Directions — When scanning the data, count every line with "json" in it, and report only the resulting number.

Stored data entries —
"""
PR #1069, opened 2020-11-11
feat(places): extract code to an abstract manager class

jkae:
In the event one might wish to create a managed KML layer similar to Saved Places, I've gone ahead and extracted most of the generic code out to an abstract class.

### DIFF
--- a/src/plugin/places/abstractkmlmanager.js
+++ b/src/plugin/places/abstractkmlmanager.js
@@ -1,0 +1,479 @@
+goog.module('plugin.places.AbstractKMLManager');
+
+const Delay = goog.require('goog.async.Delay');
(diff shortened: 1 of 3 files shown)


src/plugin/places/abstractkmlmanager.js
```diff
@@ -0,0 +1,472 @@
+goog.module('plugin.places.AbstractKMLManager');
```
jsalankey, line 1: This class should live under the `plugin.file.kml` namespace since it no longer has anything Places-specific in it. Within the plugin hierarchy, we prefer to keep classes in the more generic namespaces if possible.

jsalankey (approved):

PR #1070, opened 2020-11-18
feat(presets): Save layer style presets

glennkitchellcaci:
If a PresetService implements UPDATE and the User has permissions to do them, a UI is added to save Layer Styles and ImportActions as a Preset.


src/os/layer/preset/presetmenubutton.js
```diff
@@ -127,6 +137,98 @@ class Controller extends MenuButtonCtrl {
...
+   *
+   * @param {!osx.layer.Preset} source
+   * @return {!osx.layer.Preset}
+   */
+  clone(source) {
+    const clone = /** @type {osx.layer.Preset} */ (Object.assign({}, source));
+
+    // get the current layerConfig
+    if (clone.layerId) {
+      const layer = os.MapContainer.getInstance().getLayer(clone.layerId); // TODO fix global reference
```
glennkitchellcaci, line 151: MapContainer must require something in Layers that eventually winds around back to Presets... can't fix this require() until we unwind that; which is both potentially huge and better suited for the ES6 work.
"""
"""
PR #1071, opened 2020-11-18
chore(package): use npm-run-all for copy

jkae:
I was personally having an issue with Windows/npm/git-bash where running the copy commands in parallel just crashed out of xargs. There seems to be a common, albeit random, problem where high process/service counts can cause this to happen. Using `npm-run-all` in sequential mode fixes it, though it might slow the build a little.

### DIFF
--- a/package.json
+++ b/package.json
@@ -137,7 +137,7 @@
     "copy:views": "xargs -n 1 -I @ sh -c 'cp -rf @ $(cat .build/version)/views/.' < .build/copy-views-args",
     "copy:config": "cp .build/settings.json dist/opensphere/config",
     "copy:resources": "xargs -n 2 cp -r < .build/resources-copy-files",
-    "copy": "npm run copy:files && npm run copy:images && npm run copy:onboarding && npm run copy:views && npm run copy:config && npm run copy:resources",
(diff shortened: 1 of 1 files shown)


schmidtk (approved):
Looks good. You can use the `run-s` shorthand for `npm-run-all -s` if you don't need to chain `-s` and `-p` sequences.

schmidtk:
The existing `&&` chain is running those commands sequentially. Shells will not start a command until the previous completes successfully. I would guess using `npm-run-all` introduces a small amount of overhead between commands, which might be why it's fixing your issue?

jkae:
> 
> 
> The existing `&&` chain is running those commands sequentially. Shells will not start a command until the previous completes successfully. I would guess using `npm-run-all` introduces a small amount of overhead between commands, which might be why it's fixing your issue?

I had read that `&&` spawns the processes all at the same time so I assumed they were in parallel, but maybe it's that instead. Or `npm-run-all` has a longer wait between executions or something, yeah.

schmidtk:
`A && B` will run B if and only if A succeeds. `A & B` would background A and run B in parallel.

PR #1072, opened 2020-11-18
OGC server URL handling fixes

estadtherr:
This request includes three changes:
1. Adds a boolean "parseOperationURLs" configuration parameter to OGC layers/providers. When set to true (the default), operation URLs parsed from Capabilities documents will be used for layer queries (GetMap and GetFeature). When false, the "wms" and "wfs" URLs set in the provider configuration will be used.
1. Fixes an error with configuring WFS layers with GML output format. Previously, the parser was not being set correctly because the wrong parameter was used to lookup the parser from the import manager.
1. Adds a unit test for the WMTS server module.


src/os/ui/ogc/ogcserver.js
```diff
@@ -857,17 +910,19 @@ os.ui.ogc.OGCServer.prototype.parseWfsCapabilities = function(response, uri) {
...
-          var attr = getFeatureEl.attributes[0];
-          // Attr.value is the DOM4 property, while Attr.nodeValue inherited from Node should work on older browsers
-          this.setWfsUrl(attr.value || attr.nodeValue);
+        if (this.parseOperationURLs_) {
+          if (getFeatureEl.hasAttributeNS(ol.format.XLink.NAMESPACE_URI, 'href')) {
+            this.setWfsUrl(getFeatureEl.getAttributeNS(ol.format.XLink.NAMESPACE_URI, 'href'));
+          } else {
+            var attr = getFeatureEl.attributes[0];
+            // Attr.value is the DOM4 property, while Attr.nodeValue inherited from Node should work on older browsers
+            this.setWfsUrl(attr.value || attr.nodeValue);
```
"""
Exercise output — 3